> [TASK PROMPT] Return the lines below that contain the word "hooks".

SOURCE INFORMATION Block Start

Issue #15, opened 2023-01-12
Use plugin's HTTP server for pod readiness check


sharnoff:
Per discussion with @tychoish; what the title says. Without this, it may be possible for a scheduler pod to be marked as ready before the plugin is sufficiently set up.

sharnoff:
I think we're _probably_ fine without this — the scheduler already exposes HTTP endpoints for readiness, and I'd imagine (though, haven't checked this) that those only respond that the scheduler is ready once the plugin is _also_ ready.

Even still, it's theoretically possible for the scheduler to be marked as ready before the plugin's HTTP server handling autoscaler-agent requests is bound & serving (if only because it's concurrent).

These are all mostly fine though because the autoscaler-agent will just retry if it can't connect to the scheduler yet.

PR #32, opened 2023-01-31
plugin: handle process start/shutdown

tychoish:


sharnoff:
Having only looked briefly, catching sigterm feels like overkill IMO - we should just use [container lifecycle hooks](https://kubernetes.io/docs/concepts/containers/container-lifecycle-hooks/). Kind of adjacent to #15.

tychoish:
I think container lifecycle hooks would require most of these changes (and maybe a bit more, to avoid having having services start unchecked?

Which is to say we need to have things listening for some kind of event to shut down, might as well be a signal, but the plumbing is the same regardless of the mechanism.

cmd/autoscale-scheduler/main.go
```diff
@@ -12,9 +15,30 @@ import (
...
+	// pauses for a *very* short period of time before exiting.
+	//
+	// eventually, the constructed application
+	sig := make(chan struct{})
+	ctx, cancel := signal.NotifyContext(context.Background(), syscall.SIGTERM)
+	go func() { defer close(sig); <-ctx.Done(); time.Sleep(500 * time.Millisecond) }()
+	defer func() { <-sig }()
+	defer cancel()
+
+	command := app.NewSchedulerCommand(app.WithPlugin(plugin.Name, plugin.NewAutoscaleEnforcerPlugin(ctx)))
```
tychoish, line 39: I actually think that by capturing the context here which wraps the other parts of the scheduler's shut down, we get our own orderly shutdown regardless of kube's 

(modulo actually waiting for things to shut down, I believe that we will have correctly passed a context through to all of the parts that could use one (the ones that don't get this one, will get one from the scheduler which has a similar trigger.) 

Also, unfortunately, kube doesn't use the context we pass to cobra, which is... unfortunate, but we tried.)

pkg/plugin/run.go
```diff
@@ -71,7 +72,39 @@ func (e *AutoscaleEnforcer) runPermitHandler() {
...
+	// in parallel) and wait for them to shut down.
+	go func() {
+		// this runs until something cancels it
+		if err := server.ListenAndServe(); err != nil && errors.Is(err, http.ErrServerClosed) {
+			// this fatal will take down the entire process,
+			klog.Fatalf("[autoscale-enforcer] Resource request server failed: %s", err)
+		}
+	}()
+
+	go func() {
```
sharnoff, line 90: `runPermitHandler` is already launched in a new goroutine. I's say it's _probably_ (?) better to leave the contents of this function inside its caller (i.e. don't launch a new goroutine here).

cmd/autoscale-scheduler/main.go
sharnoff: That _might_ be the case. It's hard to say without looking into why the current shutdowns are stalling (e.g., maybe the scheduler waits for all plugin goroutines to exit before returning, so just waiting for `command.ExecuteContext` to finish might block).

sharnoff (approved):
Post-discussion verdict:

* K8s already uses SIGTERM to signal termination, so it's _reasonably_ clean to handle shutdown this way
* There's some weird preexisting interactions here because the K8s scheduler process will _already_ trap SIGTERM.

(note from later, about the second bullet-point) -- it looks like we're actually ok here. From the docs on os/signal.Notify:

> It is allowed to call Notify multiple times with different channels and the same signals: each channel receives copies of incoming signals independently.

I originally thought we might run into issues if the plugin shuts down first, but I think it's actually ok — none of the *scheduling* relies on the plugin's background tasks.

---

Approved, pending resolution of my comments (or: if you decide it's fine as-is, go for it)

cmd/autoscale-scheduler/main.go
tychoish: yeah, I definitely want to debug this. more, but I think resolving the long shutdowns should be debugged on its own.

pkg/plugin/run.go
```diff
@@ -71,7 +72,39 @@ func (e *AutoscaleEnforcer) runPermitHandler() {
...
+
+	// in general this isn't the right way to do this: we should
+	// have a group of functions which return service objects that
+	// have blocking close routines, and then start them at a
+	// higher level in the process, and then when we catch a
+	// shutdown signal, you call the shutdown methods (preferably
+	// in parallel) and wait for them to shut down.
+	go func() {
+		// this runs until something cancels it
+		if err := server.ListenAndServe(); err != nil && errors.Is(err, http.ErrServerClosed) {
```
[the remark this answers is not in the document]
tychoish: yes this is just an error on my part. sorry, and thanks!

pkg/plugin/plugin.go
```diff
@@ -105,13 +113,14 @@ func NewAutoscaleEnforcerPlugin(obj runtime.Object, h framework.Handle) (framewo
...
-	go p.runPermitHandler()
+	go p.runPermitHandler(ctx)
 
 	// Periodically check that we're not deadlocked
 	go func() {
 		checkDelay := 5 * time.Second
 		timeout := 1 * time.Second
-
+		timer := time.NewTimer(checkDelay)
+		defer timer.Stop()
```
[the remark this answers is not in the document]
tychoish: yeah, I have a perhaps too aggressive anti-`time.After` prejudice.

pkg/plugin/run.go
tychoish: I think it doesn't really matter, but I turned it around.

SOURCE INFORMATION Block End

> [SOLUTION TO THIS EXERCISE]
Having only looked briefly, catching sigterm feels like overkill IMO - we should just use [container lifecycle hooks](https://kubernetes.io/docs/concepts/containers/container-lifecycle-hooks/). Kind of adjacent to #15.
I think container lifecycle hooks would require most of these changes (and maybe a bit more, to avoid having having services start unchecked?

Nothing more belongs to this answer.